Cellular automata are discrete models of organisms: arrays of cells, each evolving according to the same pre-established rule and depending on the cell’s internal state as well as on the states of its immediate neighbours. As such, they are a fundamental model of how complexity may emerge from very simple building blocks.
The book under review introduces some of the main features and properties of cellular automata, from a mathematical viewpoint. It should not be treated as a reference (though it does make pleasant reading), but rather as the support of an introductory course on cellular automata, introducing basic mathematical concepts along the way.

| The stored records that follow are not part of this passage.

PR #5921, opened 2022-01-06
Added a way to add moddable constants

xlenstra:
The original game had a file named `globalDefines.xml`, which contained a lot of constants that could easily change the formula's the game uses. Until now, Unciv didn't have any equivalent of that, which for example required the techstopper mod series to add a lot of bogus techs to the end of the tech tree, in order to avoid city strength getting to information-era levels in the renaissance.
This PR creates a way to change these constants, by adding them as optional parameters in the `ModOptions.json` file. It can later be extended in a similar manner to allow for more moddability of similar formula's. An additional idea for the `ModConstants` file is to be understandable by non-coders, and reference all formula's the constants are used in in there as well.

### DIFF
--- a/core/src/com/unciv/logic/battle/Battle.kt
+++ b/core/src/com/unciv/logic/battle/Battle.kt
@@ -417,7 +417,10 @@ object Battle {
     private fun addXp(thisCombatant: ICombatant, amount: Int, otherCombatant: ICombatant) {
         var baseXP = amount
         if (thisCombatant !is MapUnitCombatant) return
-        if (thisCombatant.unit.promotions.totalXpProduced() >= thisCombatant.unit.civInfo.gameInfo.ruleSet.modOptions.maxXPfromBarbarians
+        if (
+            (thisCombatant.unit.promotions.totalXpProduced() >= thisCombatant.unit.civInfo.gameInfo.ruleSet.modOptions.maxXPfromBarbarians
+                || thisCombatant.unit.promotions.totalXpProduced() >= thisCombatant.unit.civInfo.gameInfo.ruleSet.modOptions.constants.maxXPfromBarbarians
+            )
             && otherCombatant.getCivInfo().isBarbarian()
         ) {
             return
--- a/core/src/com/unciv/logic/battle/Battle.kt
+++ b/core/src/com/unciv/logic/battle/Battle.kt
@@ -417,10 +417,8 @@ object Battle {
     private fun addXp(thisCombatant: ICombatant, amount: Int, otherCombatant: ICombatant) {
         var baseXP = amount
         if (thisCombatant !is MapUnitCombatant) return
-        if (
-            (thisCombatant.unit.promotions.totalXpProduced() >= thisCombatant.unit.civInfo.gameInfo.ruleSet.modOptions.maxXPfromBarbarians
-                || thisCombatant.unit.promotions.totalXpProduced() >= thisCombatant.unit.civInfo.gameInfo.ruleSet.modOptions.constants.maxXPfromBarbarians
-            )
+        val modConstants = thisCombatant.unit.civInfo.gameInfo.ruleSet.modOptions.constants
+        if (thisCombatant.unit.promotions.totalXpProduced() >= modConstants.maxXPfromBarbarians
             && otherCombatant.getCivInfo().isBarbarian()
         ) {
             return
--- a/core/src/com/unciv/models/ModConstants.kt
+++ b/core/src/com/unciv/models/ModConstants.kt
@@ -1,0 +1,13 @@
+package com.unciv.models
+
+class ModConstants {
+    // Max amount of experience that can be gained from combat with barbarians
+    val maxXPfromBarbarians = 30
+
+    // Formula for city Strength:
+    // Strength = baseStrength * (%techs * multiplier) ^ exponent
+    // If no techs exist in this ruleset, %techs = 0.5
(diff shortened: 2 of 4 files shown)


yairm210 (approved):

core/src/com/unciv/logic/battle/Battle.kt
```diff
@@ -417,7 +417,10 @@ object Battle {
     private fun addXp(thisCombatant: ICombatant, amount: Int, otherCombatant: ICombatant) {
         var baseXP = amount
         if (thisCombatant !is MapUnitCombatant) return
-        if (thisCombatant.unit.promotions.totalXpProduced() >= thisCombatant.unit.civInfo.gameInfo.ruleSet.modOptions.maxXPfromBarbarians
+        if (
+            (thisCombatant.unit.promotions.totalXpProduced() >= thisCombatant.unit.civInfo.gameInfo.ruleSet.modOptions.maxXPfromBarbarians
+                || thisCombatant.unit.promotions.totalXpProduced() >= thisCombatant.unit.civInfo.gameInfo.ruleSet.modOptions.constants.maxXPfromBarbarians
```
will-ca, line 422: Equivalent to `totalXpProduced() >= min(modOptions.maxXPfromBarbarians, modOptions.constants.maxXPfromBarbarians)`? I think mods would have to define both properties to be able to increase the threshold.

core/src/com/unciv/models/ModConstants.kt
```diff
@@ -0,0 +1,13 @@
...
+
+class ModConstants {
+    // Max amount of experience that can be gained from combat with barbarians
+    val maxXPfromBarbarians = 30
+
+    // Formula for city Strength:
+    // Strength = baseStrength * (%techs * multiplier) ^ exponent
+    // If no techs exist in this ruleset, %techs = 0.5
+    val cityStrengthFromTechsMultiplier = 5.5
+    val cityStrengthFromTechsExponent = 2.8
```
will-ca, line 11: Does `val` work for deserialization?

core/src/com/unciv/models/ruleset/Ruleset.kt
```diff
@@ -46,13 +47,16 @@ class ModOptions : IHasUniques {
...
  
+    @Deprecated("As of 3.18.15")
     val maxXPfromBarbarians = 30
 
     override var uniques = ArrayList<String>()
     // If this is delegated with "by lazy", the mod download process crashes and burns
     override var uniqueObjects: List<Unique> = listOf()
     override fun getUniqueTarget() = UniqueTarget.ModOptions
 
+    val constants = ModConstants()
```
will-ca, line 58: Also.

will-ca (commented):
Pretty glad to see this feature personally. That's the last noticeable part of hardcoding gone, I think?

core/src/com/unciv/logic/battle/Battle.kt
xlenstra: The `modOptions.maxXPfromBarabrians` is only temporary and should be removed once most mods have updated, so upping both should be unnecessary.
It should be a `min` if you assume mods will lower the amount, and a `max` otherwise, so I'll work something out for that before merging

core/src/com/unciv/models/ModConstants.kt
xlenstra: I think so -- I've had cases where the type of an object was changed when deserializing so I assume the deserializer will also ignore whether something is a val or var.

core/src/com/unciv/logic/battle/Battle.kt
will-ca: Oh, I meant the current behaviour is equivalent to a min, which probably isn't intended as it prevents the mod from being able to increase the value unless it increases both properties.

Maybe checking only the new property, and setting it from the old one on init if the old one's changed and the new one's unchanged?

core/src/com/unciv/models/ModConstants.kt
xlenstra: I'll test it and see what happens

xlenstra: Seems to work fine

core/src/com/unciv/models/ruleset/Ruleset.kt
SomeTroglodyte: That "crashes and burns" comment still there? It's wrong. A by lazy and deserialization mandates a transient annotation like everywhere else, that's all...

core/src/com/unciv/models/ModConstants.kt
SomeTroglodyte: Gdx Json operates entirely through reflection- the debugger is also able to modify val's. _const_ val's would be another matter, but those can't live in a serializable context anyway.

Question is - readability?

will-ca: Right... Not sure if Kotlin reflection (rather than Java reflection) can naïvely modify `val`s. If not, that may be why I assumed GDX can't.

On readability: IDE/Compiler has some errors based on mutability like "Cannot smart-cast because might have changed". I suppose those wouldn't work when the property is marked as a `val`. I could see myself introducing edge-case bugs in code I'm unfamiliar with by assuming they can't change and using them in a constructor before GDX can set them or something, for example. So... Which is more readable when they in practice both do change and usually shouldn't change?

In fact, I believe the reverse is also true: {it is a course on basic mathematics (calculus), motivated by cellular automata as a running example.} In particular, the reader will learn about metric spaces, (equi)continuity, etc. The text contains proofs of the main results, often richly illustrated via cellular automata.
A few caveats for the professional mathematician: the results presented in this book heavily focus on one-dimensional cellular automata, those for which the cells are arranged in a linear array. There is a single chapter on two-dimensional cellular automata, focussing on Conway’s “game of life”, and the celebrated Moore-Myhill theorems, while valid in arbitrary-dimensional grids, are only proven in dimension one. As such, the beautiful connection between \((d+1)\)-dimensional tiling problems and \(d\)-dimensional cellular automata is missing.
For a mathematically more thorough treatment, I would recommend T. Ceccherini-Silberstein and M. Coornaert’s [Cellular automata and groups. 2nd edition. Cham: Springer (2023; Zbl 1531.37003)].